- Born: August 6, 1937 Louisville, Kentucky, US
- Died: May 15, 2006 (aged 68) Versailles, Kentucky, US
- Style: photojournalism environmental photography
- Awards: two shared Pulitzer Prizes (1967 and 1976) Photographer of the Year (1966)

= Bill Strode =

William Hall Strode III (August 6, 1937 in Louisville, Kentucky – May 15, 2006) was an American photographer.

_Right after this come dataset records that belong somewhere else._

PR #6087, opened 2025-04-20
Localization: Add culture-specific overloads for text localization APIs

### LINKED ISSUE #6015: Extend localizatrion APIs
C/P from support email:

In an earlier discussion we talked about two new features in the area of the `ITextLocalizer` we would like to have.  I just wanted to make sure I “officially” placed a request for those and I hope they can make it into the next release 😊 

**Feature Request 1**

Could we have a public property on the ITextLocalizer that exposes the CultureInfo of the `TextLocalizerService`

```cs
public CultureInfo CurrentCulture
{
     get => textLocalizerServer.CurrentCulture.
}
```
 

**Feature Request 2**

Could we have a second GetString method on the ITextLocalizer that allows to request a string for a specific culture (potentially different from the one currently set on the TextLocalizerService)

```cs
public string GetString( CultureInfo culture, string name, params object[] arguments )
```

tesar-tech:
## Description

Closes #6015

Adds `GetString`, `GetStrings` and relevant indexer.

The issue also asks about exposing current culture though `TextLocalizerService`, but it's already there as `SelectedCulture` property.

### DIFF
--- a/Documentation/Blazorise.Docs/Pages/News/2025-03-10-release-notes-180.razor
+++ b/Documentation/Blazorise.Docs/Pages/News/2025-03-10-release-notes-180.razor
@@ -170,4 +170,12 @@
     The <Code>MessageService</Code> now supports the <Code>Choices</Code> method, allowing you to display a list of options in a message dialog. This feature is useful for scenarios where you want to present users with multiple choices and handle their selection accordingly.
 </Paragraph>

In 1966, the Pictures of the Year Competition hosted by the University of Missouri and the National Press Photographers Association (NPAA) named Strode Photographer of the Year. He was president of the NPAA in 1974. His work for The Courier-Journal earned him two shared Pulitzer Prizes (1967 and 1976). In 1976, he left the Courier-Journal to work as a freelancer. His clients included National Geographic, Time, Life, Sports Illustrated, Esquire, The New York Times, and The Washington Post. He published photographic folios of college campuses, including Washington and Lee University (1983), the University of the South (1984), Rhodes College (1985), and the University of Notre Dame (1988). Strode also worked as a photographer for the Environmental Protection Agency's Documerica project in the early 1970s.

Strode's photos have been exhibited at the Smithsonian Institution, the Corcoran Gallery of Art, the Museum of Modern Art, and the Speed Art Museum.

Bill Strode died of cancer on May 15, 2006, in Versailles, Kentucky, at the age of 68.